Down to the last character, repeat the entries beneath this task.

● ● ● ● ●

PR #1707, opened 2018-06-03
Added support for tests using stretchr/testify

mhr3:
This adds support for tests using the widely used [stretchr/testify](https://github.com/stretchr/testify) framework, and allows running and debugging individual test methods with instances which use github.com/stretchr/testify/suite interfaces.

image

### DIFF
--- a/src/goTest.ts
+++ b/src/goTest.ts
@@ -8,7 +8,7 @@
 import path = require('path');
 import vscode = require('vscode');
 import os = require('os');
-import { goTest, TestConfig, getTestFlags, getTestFunctions, getBenchmarkFunctions } from './testUtils';
+import { goTest, TestConfig, getTestFlags, getTestFunctions, getBenchmarkFunctions, extractInstanceTestName, findTestFnForInstanceTest } from './testUtils';
 import { getCoverage } from './goCover';
 
 // lastTestConfig holds a reference to the last executed TestConfig which allows
@@ -59,11 +59,21 @@ export function testAtCursor(goConfig: vscode.WorkspaceConfiguration, isBenchmar
 				return;
 			}
 
+			const testConfigFns = [testFunctionName];
+
+			if (!isBenchmark && extractInstanceTestName(testFunctionName)) {
+				// find test function with corresponding suite.Run
+				const t = findTestFnForInstanceTest(testFunctionName, editor.document, testFunctions);
+				if (t) {
+					testConfigFns.push(t.name);
+				}
+			}
+
 			const testConfig: TestConfig = {
 				goConfig: goConfig,
 				dir: path.dirname(editor.document.fileName),
 				flags: testFlags,
-				functions: [testFunctionName],
+				functions: testConfigFns,
 				isBenchmark: isBenchmark,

● ● ● ● ●

Worked solution ▸
PR #1707, opened 2018-06-03
Added support for tests using stretchr/testify

mhr3:
This adds support for tests using the widely used [stretchr/testify](https://github.com/stretchr/testify) framework, and allows running and debugging individual test methods with instances which use github.com/stretchr/testify/suite interfaces.

image

### DIFF
--- a/src/goTest.ts
+++ b/src/goTest.ts
@@ -8,7 +8,7 @@
 import path = require('path');
 import vscode = require('vscode');
 import os = require('os');
-import { goTest, TestConfig, getTestFlags, getTestFunctions, getBenchmarkFunctions } from './testUtils';
+import { goTest, TestConfig, getTestFlags, getTestFunctions, getBenchmarkFunctions, extractInstanceTestName, findTestFnForInstanceTest } from './testUtils';
 import { getCoverage } from './goCover';
 
 // lastTestConfig holds a reference to the last executed TestConfig which allows
@@ -59,11 +59,21 @@ export function testAtCursor(goConfig: vscode.WorkspaceConfiguration, isBenchmar
 				return;
 			}
 
+			const testConfigFns = [testFunctionName];
+
+			if (!isBenchmark && extractInstanceTestName(testFunctionName)) {
+				// find test function with corresponding suite.Run
+				const t = findTestFnForInstanceTest(testFunctionName, editor.document, testFunctions);
+				if (t) {
+					testConfigFns.push(t.name);
+				}
+			}
+
 			const testConfig: TestConfig = {
 				goConfig: goConfig,
 				dir: path.dirname(editor.document.fileName),
 				flags: testFlags,
-				functions: [testFunctionName],
+				functions: testConfigFns,
 				isBenchmark: isBenchmark,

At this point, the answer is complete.